Wir aber reden vom Katastrophenschutz als der wichtigsten Aufgabe des Heeres. Zwischendurch wird uns versichert, dass dieses den „einsatzwahrscheinlichen militärischen Aufgaben“ gewachsen sei (O-Ton Franz Reißner, Kommandant der Streitkräfte). Das klingt gefährlich nach einer „situationselastischen“ (© Klug) Sicherheit für die Republik.

Allerdings darf bezweifelt werden, dass die „Es wird schon nichts passieren“-Truppe aus Heer und Politik die Wahrscheinlichkeit eines militärischen Einsatzes rechtzeitig erkennt – vor allem außerhalb der Bürostunden, in denen ja keine Abfangjäger mehr in der Luft sein können. Man erinnere sich an den beginnenden Balkan-Krieg Anfang der 1990er-Jahre. Da „entdeckte“ das Heer einen jugoslawischen Kampfjet über Graz auch erst, als er nicht mehr in Österreich war.

Womit man beim springenden Punkt angelangt ist. Die jetzige Misere von fehlendem Treibstoff und veraltetem Gerät hängt eng mit den Ausgaben für die 2002 angeschafften Eurofighter zusammen. Das führt neuerlich direkt zu der Frage, ob die für den Kauf verantwortlichen Politiker für diese Fehlentscheidung zur Verantwortung gezogen werden können. Eine Frage von gesamtpolitischer Bedeutung – auch für Michael Spindelegger, sollte sich seine Hypo-Lösung für den Steuerzahler als teuerste von allen erweisen. Sie stellt sich aber auch für jene Politiker, welche die sinnlosen und steuergeldfressenden Tunnelbauten zu verantworten haben. Also eigentlich für alle, die das Geld der Steuerzahler beim Fenster hinauswerfen.

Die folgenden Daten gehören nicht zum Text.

PR #5834, opened 2025-06-17
Rearrange MessageList parameters.

Sagar0-0:
### 🎯 Goal

Improve API clarity and usability of the MessageList composable by consistently ordering parameters:
- Mandatory params first (for easier discoverability and reduced errors).
- modifier as the first optional param (to align with Compose best practices and user expectations).

This makes it easier for developers to use the composable and provides a more consistent experience across the API.


andremion:
Thanks for the contribution!
While we appreciate the intention to improve API clarity, we try to avoid introducing breaking changes—especially ones that don’t bring tangible value or functional improvement to the library. Even small changes in parameter order can cause unnecessary friction for users upgrading their code.
For now, we’ll close this PR to maintain stability and avoid disrupting existing usage.
Thanks again for your effort and understanding!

Die Antwort lautet eindeutig: Nein. Nein, nicht nur deshalb, weil eine Anklage auf Untreue vom Nationalrat beschlossen werden müsste, was unwahrscheinlich ist. Politiker von SPÖ und ÖVP waren immer involviert und ohne eine dieser beiden Parteien gibt es keine Mehrheit. Nein, auch deshalb, weil der Nationalrat den Kauf der Eurofighter, die Finanzierung der Tunnel, das Hypo-Gesetz usw. beschlossen hat, diese somit „abgesichert“ sind.

Das Parlament trägt also die Verantwortung für Entscheidungen, die sich als veritabler Fehler herausstellen oder wie eben jetzt sogar zur Staatsgefährdung führen können. Es hätte mit Mehrheit den Fehler – das freie Mandat lässt grüßen – verhindern können.

Daran muss man denken, wenn sich etwa die angedrohte Stilllegung der Eurofighter Mitte 2015 bewahrheiten sollte und die falsche Entscheidung nicht mehr wegdiskutiert werden kann.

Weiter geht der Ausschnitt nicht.